• WORK REQUIRED
Filter on the word "that": copy each matching line from the listing below.

• INFORMATION GIVEN

PR #313, opened 2020-10-07
Move setQuery to button click

### LINKED ISSUE #307: UX Redesign: Move "share by link" features to a share button
Building on issue #193 and PR #291: 

We should not automatically add all the query variables to the URL every time a user changes something. Instead, we should have a "share this scenario by link" button that copies a link to the clipboard. 

Tagging @cameronmarlow who may be interested in helping.

cameronmarlow:
Add a button to the Calculator when points exists and trigger a query update when the button is pressed (as opposed to when the state is changed).

This does not trigger any share event per se, it still requires the reader to press "share" on their device. Unfortunately the [Web Share API](https://caniuse.com/web-share) is not in broad adoption so anything more direct will require a bespoke interface.

* Add another action button for updating the query
* Trigger query update on button press

Closes #307


cameronmarlow:
We could use [react-share](https://github.com/nygardk/react-share) in some form to replace the share button once the url has been updated or simply put the buttons in the UI and use the `beforeOnClick` in the share buttons to update the URL for consistency.

beshaya:
I think it would be clearer to show the share-able url in a text box (maybe with a copy button) over putting it in the url of the browser. The current behavior isn't easily discoverable (you have to know to look for the new url). Especially on mobile, where you don't actually see the URL unless you click the bar.

 @mattbell @blanchardjeremy what do you think?

blanchardjeremy:
@beshaya Thanks for having your eye on the mobile experience. I think we could do what you're proposing. Or we could have it say "copy link to clipboard" and then display a temporary notice saying "link copied to clipboard" .... This matches how most mobile apps would do it. Thoughts?

cameronmarlow:
See the most recent version - I added a share form with a copy-to-clipboard function.

You don't currently have bootstrap alerts setup anywhere, correct?

cameronmarlow:
Put another way - let me know how you would like me to notify the user that the URL has been copied. A few options:

* Save copied state and change the form to "Copied" when it has been copied, set copied to false when the form changes
* Add Bootstrap alerts with a simple "Copied to clipboard." I could also add an alert for the form saving while I'm at it.

Let me know what you prefer @beshaya or @blanchardjeremy

beshaya:
I think an alert would be most similar to what I see elsewhere on the web.
Adding an alert for form saving would be great as well.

• ANSWER AREA
We should not automatically add all the query variables to the URL every time a user changes something. Instead, we should have a "share this scenario by link" button that copies a link to the clipboard. 
Put another way - let me know how you would like me to notify the user that the URL has been copied. A few options:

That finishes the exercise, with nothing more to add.